Stored data:

· · · · · · ·

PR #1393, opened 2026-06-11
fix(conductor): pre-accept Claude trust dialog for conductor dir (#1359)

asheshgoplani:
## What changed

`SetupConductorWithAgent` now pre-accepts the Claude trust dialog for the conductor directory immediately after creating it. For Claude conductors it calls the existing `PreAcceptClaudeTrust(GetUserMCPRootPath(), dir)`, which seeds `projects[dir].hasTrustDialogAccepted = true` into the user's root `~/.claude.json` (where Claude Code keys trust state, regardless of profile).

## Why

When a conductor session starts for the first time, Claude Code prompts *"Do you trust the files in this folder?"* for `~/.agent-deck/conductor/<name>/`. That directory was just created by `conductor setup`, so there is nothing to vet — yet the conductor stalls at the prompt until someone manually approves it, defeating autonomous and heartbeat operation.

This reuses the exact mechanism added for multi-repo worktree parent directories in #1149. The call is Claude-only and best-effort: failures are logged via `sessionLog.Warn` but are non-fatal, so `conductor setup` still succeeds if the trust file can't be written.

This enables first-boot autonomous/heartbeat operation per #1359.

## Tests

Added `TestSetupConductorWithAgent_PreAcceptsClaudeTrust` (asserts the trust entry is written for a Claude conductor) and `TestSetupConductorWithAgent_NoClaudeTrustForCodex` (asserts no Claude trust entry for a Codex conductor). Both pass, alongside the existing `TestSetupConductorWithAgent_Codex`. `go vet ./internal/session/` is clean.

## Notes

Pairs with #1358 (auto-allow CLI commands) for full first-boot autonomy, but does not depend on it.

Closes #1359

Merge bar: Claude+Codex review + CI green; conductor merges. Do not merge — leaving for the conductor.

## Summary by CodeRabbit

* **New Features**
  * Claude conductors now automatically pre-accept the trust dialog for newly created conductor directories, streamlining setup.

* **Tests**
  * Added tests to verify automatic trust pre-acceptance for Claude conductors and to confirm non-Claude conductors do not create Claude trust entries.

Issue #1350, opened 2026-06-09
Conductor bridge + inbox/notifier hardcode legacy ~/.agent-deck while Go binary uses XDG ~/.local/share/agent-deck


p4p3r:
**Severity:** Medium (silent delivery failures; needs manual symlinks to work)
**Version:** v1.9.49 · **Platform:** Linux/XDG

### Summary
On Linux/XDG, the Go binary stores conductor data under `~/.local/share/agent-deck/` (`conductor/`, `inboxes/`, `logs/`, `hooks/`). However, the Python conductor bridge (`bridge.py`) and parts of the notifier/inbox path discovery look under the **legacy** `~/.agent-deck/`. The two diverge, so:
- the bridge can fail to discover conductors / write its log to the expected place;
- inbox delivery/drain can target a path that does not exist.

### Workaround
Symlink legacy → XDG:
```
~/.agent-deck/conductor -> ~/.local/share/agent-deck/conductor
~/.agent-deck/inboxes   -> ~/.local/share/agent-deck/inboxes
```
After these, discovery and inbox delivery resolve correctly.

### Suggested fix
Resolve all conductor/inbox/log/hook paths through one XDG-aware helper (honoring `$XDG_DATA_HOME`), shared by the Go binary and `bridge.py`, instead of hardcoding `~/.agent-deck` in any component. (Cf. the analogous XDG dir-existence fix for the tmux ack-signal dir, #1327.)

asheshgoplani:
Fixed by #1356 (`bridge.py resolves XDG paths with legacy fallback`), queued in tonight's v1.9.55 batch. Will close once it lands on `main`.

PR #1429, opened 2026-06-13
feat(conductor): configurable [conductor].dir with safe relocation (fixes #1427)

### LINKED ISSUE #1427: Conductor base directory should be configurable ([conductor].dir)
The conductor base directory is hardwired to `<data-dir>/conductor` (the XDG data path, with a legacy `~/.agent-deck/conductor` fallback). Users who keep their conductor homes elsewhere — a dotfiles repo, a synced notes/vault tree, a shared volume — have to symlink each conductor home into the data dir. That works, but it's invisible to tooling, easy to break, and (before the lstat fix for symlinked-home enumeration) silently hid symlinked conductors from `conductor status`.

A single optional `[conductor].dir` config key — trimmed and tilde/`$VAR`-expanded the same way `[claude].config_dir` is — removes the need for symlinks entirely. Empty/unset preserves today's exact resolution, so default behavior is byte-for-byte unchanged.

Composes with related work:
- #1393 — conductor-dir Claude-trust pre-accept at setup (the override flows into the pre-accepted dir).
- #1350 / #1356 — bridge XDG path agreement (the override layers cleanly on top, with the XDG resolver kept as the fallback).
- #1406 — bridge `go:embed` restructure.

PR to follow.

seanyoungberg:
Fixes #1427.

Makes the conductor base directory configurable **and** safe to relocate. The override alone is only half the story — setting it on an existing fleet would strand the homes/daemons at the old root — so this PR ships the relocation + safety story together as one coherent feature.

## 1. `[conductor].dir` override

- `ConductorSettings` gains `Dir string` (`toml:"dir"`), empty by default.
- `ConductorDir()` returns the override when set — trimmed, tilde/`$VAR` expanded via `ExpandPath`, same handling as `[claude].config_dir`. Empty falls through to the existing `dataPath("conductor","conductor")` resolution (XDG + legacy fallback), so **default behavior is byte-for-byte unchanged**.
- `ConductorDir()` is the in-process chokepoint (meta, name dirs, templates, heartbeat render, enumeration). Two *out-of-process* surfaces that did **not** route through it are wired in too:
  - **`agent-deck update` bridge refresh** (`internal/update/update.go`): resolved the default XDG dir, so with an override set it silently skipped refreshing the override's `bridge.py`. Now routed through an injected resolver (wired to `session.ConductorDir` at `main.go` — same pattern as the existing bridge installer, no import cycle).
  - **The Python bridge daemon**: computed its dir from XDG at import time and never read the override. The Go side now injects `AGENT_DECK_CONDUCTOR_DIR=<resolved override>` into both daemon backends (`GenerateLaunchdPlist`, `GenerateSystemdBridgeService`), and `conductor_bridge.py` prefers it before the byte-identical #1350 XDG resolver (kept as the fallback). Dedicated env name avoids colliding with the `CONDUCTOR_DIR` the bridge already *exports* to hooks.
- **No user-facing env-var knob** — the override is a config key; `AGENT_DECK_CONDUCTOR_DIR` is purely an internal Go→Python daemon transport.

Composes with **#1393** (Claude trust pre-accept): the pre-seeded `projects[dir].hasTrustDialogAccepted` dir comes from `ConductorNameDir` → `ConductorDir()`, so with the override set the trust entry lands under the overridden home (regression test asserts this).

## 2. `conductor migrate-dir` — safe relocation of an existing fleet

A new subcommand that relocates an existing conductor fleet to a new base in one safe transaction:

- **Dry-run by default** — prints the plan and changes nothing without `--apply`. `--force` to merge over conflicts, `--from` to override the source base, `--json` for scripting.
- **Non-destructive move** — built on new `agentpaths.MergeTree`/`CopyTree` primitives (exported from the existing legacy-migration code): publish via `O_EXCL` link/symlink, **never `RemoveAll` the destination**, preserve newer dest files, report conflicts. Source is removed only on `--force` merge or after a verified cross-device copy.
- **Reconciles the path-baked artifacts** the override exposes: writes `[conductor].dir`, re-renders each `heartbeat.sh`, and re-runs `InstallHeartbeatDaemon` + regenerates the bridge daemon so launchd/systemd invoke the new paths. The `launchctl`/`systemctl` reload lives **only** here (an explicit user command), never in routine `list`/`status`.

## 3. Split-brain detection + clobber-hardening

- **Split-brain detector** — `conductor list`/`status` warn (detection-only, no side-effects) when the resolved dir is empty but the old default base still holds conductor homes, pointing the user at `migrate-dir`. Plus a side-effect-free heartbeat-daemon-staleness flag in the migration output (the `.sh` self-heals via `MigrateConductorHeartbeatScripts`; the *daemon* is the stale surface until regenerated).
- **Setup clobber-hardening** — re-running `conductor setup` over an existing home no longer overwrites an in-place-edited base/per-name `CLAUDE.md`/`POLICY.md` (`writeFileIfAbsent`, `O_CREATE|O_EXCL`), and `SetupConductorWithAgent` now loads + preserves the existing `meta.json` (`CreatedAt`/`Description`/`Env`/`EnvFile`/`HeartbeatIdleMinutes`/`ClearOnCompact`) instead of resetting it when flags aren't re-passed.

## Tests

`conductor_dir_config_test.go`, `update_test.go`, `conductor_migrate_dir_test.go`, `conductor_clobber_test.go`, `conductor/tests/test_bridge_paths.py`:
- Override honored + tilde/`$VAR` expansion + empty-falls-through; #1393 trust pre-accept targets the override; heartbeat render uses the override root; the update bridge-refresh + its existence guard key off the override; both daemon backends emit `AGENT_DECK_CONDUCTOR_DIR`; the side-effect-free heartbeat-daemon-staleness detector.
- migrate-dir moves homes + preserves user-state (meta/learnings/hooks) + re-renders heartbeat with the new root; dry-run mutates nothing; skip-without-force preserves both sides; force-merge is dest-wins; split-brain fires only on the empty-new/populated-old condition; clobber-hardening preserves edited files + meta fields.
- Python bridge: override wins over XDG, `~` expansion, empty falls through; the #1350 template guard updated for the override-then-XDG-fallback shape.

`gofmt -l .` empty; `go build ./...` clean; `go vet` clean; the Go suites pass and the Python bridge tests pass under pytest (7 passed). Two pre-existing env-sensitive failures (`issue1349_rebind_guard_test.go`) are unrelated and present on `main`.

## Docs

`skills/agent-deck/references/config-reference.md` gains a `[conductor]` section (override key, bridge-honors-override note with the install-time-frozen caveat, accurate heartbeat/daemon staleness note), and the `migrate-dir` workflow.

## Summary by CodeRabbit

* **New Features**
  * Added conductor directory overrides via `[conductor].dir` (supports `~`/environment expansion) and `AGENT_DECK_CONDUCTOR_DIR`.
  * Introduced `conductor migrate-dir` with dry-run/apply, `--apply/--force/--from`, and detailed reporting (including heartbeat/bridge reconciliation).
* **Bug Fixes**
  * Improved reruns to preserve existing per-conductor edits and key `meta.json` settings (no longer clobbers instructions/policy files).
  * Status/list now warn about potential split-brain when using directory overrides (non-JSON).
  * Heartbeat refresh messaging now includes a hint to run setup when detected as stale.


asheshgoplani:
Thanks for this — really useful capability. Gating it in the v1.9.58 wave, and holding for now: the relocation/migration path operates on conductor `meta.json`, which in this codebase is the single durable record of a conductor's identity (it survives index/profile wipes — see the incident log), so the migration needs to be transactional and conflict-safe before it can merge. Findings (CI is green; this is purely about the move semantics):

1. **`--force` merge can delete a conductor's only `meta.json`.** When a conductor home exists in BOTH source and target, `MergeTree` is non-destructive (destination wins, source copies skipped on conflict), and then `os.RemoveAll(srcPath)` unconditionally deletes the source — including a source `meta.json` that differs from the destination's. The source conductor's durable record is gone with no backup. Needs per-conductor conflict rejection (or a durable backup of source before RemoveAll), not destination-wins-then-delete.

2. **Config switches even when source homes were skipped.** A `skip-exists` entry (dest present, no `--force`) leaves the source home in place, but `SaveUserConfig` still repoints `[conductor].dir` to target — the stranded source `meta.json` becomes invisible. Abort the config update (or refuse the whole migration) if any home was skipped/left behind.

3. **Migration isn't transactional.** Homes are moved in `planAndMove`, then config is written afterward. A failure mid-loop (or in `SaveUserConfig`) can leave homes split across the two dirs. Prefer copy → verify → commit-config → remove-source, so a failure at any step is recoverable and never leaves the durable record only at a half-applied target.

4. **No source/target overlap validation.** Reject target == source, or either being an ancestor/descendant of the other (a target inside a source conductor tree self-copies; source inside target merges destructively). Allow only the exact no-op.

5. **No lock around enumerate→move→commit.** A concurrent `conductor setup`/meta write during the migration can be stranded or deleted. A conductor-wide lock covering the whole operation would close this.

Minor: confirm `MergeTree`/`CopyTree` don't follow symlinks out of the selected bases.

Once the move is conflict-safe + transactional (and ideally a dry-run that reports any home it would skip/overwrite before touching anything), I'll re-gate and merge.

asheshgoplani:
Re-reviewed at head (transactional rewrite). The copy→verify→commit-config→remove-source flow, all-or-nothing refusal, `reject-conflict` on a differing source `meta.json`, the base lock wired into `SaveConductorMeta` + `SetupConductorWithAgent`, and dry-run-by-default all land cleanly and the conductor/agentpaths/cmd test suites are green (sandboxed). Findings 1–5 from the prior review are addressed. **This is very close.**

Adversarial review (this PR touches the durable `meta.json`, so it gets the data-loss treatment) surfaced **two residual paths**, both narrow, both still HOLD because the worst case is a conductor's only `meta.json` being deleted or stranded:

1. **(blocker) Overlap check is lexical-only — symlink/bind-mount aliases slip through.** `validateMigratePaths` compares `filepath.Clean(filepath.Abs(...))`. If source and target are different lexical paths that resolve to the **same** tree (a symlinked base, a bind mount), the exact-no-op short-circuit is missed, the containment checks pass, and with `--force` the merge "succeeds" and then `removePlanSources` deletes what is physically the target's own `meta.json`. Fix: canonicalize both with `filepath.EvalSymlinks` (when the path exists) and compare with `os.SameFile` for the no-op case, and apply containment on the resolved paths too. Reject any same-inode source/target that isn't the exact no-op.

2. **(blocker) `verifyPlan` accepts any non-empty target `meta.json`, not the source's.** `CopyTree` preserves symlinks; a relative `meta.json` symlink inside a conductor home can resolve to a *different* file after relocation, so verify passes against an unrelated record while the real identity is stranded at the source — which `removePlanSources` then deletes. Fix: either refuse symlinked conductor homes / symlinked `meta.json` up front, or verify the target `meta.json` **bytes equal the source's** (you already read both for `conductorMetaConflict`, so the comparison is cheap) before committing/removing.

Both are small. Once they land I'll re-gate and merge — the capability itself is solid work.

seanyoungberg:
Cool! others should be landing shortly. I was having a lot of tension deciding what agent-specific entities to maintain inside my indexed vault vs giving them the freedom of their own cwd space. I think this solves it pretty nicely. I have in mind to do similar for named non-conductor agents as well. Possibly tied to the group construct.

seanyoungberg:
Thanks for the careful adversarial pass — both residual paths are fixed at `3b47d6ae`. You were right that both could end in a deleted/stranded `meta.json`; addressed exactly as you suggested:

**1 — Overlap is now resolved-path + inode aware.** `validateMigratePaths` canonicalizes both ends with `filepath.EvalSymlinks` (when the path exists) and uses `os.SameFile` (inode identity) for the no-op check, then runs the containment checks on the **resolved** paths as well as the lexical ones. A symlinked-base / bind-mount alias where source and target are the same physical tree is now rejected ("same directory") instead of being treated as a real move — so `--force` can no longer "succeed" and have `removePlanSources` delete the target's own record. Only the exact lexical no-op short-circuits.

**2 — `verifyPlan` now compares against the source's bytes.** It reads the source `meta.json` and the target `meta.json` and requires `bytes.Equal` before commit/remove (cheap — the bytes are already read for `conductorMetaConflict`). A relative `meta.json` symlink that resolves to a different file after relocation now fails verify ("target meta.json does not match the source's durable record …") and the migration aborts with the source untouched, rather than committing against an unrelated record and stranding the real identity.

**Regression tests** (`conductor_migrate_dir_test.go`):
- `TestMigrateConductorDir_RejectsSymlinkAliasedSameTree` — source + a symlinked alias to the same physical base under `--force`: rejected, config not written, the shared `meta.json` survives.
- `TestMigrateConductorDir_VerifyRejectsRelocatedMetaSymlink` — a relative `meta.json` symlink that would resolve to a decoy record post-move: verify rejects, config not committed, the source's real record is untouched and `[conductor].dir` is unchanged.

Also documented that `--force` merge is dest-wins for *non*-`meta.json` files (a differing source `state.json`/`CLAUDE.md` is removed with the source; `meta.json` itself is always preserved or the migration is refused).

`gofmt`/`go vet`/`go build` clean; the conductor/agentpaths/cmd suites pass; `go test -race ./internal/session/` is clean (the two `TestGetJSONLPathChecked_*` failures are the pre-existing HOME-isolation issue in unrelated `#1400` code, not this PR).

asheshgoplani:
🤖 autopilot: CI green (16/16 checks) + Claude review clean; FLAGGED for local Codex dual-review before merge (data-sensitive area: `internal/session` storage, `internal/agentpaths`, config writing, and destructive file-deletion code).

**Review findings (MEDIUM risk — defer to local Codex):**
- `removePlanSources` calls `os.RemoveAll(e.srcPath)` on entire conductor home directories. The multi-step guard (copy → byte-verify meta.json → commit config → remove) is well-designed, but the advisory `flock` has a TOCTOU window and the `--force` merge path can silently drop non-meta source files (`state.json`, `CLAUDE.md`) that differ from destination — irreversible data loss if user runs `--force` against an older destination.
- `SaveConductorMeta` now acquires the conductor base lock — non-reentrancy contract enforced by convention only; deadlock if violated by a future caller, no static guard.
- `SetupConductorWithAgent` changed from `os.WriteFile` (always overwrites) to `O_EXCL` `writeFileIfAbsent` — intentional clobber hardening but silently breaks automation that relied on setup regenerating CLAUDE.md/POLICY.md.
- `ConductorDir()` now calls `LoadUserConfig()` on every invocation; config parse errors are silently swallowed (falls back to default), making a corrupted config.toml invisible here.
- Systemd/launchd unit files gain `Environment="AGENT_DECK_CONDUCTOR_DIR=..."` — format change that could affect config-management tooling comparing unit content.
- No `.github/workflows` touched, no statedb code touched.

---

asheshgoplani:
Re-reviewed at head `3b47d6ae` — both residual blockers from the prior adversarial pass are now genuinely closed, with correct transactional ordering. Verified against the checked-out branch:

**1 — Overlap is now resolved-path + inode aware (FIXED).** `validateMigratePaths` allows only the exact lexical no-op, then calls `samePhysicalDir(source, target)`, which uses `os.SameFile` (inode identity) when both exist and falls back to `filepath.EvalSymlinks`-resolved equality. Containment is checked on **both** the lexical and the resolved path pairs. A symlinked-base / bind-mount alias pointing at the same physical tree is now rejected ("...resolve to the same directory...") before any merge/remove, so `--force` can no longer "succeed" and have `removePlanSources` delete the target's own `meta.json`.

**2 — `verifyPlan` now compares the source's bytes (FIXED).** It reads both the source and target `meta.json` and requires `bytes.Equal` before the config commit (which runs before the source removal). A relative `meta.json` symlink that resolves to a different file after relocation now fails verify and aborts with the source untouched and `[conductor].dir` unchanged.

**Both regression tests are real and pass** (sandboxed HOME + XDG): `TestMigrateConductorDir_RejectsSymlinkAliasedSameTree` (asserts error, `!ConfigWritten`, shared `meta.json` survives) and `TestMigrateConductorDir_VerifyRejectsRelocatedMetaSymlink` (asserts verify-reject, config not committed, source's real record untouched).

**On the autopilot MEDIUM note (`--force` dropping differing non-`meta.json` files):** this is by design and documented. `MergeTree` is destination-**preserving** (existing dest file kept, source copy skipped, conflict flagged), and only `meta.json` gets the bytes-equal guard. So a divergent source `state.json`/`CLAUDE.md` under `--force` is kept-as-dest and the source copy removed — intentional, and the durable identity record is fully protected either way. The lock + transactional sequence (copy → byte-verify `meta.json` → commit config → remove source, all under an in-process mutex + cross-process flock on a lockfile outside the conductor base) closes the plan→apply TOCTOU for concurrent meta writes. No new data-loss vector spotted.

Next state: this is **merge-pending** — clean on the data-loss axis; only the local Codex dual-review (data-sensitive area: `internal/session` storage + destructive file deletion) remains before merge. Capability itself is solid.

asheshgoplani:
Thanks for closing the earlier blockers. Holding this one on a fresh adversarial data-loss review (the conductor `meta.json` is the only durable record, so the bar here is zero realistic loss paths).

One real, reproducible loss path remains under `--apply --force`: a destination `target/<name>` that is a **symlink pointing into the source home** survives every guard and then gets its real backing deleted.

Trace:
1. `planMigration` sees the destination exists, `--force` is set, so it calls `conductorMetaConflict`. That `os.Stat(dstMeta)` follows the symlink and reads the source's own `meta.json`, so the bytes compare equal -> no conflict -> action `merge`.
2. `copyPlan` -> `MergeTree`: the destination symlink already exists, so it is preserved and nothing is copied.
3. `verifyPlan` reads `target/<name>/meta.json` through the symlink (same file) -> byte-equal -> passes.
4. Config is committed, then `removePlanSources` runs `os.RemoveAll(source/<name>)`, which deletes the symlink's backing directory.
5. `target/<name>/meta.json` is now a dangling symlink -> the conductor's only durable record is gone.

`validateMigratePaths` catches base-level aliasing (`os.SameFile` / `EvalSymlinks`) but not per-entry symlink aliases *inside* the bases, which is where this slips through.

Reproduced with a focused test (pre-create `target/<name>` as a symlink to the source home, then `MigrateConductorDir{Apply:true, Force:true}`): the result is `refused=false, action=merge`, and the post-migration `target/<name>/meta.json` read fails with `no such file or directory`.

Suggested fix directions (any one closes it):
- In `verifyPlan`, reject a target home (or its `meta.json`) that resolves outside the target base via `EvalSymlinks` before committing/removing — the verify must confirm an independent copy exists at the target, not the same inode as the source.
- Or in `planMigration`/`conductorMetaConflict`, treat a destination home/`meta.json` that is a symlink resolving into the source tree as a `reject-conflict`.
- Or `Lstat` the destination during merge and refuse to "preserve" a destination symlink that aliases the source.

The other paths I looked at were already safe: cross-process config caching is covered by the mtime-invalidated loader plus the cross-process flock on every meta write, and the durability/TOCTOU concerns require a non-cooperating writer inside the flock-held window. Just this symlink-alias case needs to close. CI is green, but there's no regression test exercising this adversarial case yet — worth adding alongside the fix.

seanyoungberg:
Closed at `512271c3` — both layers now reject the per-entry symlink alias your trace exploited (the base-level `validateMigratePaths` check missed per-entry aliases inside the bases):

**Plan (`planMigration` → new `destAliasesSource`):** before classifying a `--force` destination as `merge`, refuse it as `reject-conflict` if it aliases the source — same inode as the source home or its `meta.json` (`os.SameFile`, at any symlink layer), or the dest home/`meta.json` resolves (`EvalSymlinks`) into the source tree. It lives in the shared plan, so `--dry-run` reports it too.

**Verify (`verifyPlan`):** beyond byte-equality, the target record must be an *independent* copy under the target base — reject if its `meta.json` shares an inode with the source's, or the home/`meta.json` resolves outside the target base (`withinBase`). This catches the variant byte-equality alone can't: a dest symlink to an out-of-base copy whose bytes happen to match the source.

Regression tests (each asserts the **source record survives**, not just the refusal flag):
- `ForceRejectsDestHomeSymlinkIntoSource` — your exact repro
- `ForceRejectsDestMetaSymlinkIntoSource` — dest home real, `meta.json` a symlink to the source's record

· · · · · · ·

**TASK OBJECTIVE:** The lines of the data, from the first through the one containing "When a conductor session", are to be transcribed exactly.

**SOLVED PROBLEM:**
PR #1393, opened 2026-06-11
fix(conductor): pre-accept Claude trust dialog for conductor dir (#1359)

asheshgoplani:
## What changed

`SetupConductorWithAgent` now pre-accepts the Claude trust dialog for the conductor directory immediately after creating it. For Claude conductors it calls the existing `PreAcceptClaudeTrust(GetUserMCPRootPath(), dir)`, which seeds `projects[dir].hasTrustDialogAccepted = true` into the user's root `~/.claude.json` (where Claude Code keys trust state, regardless of profile).

## Why

When a conductor session starts for the first time, Claude Code prompts *"Do you trust the files in this folder?"* for `~/.agent-deck/conductor/<name>/`. That directory was just created by `conductor setup`, so there is nothing to vet — yet the conductor stalls at the prompt until someone manually approves it, defeating autonomous and heartbeat operation.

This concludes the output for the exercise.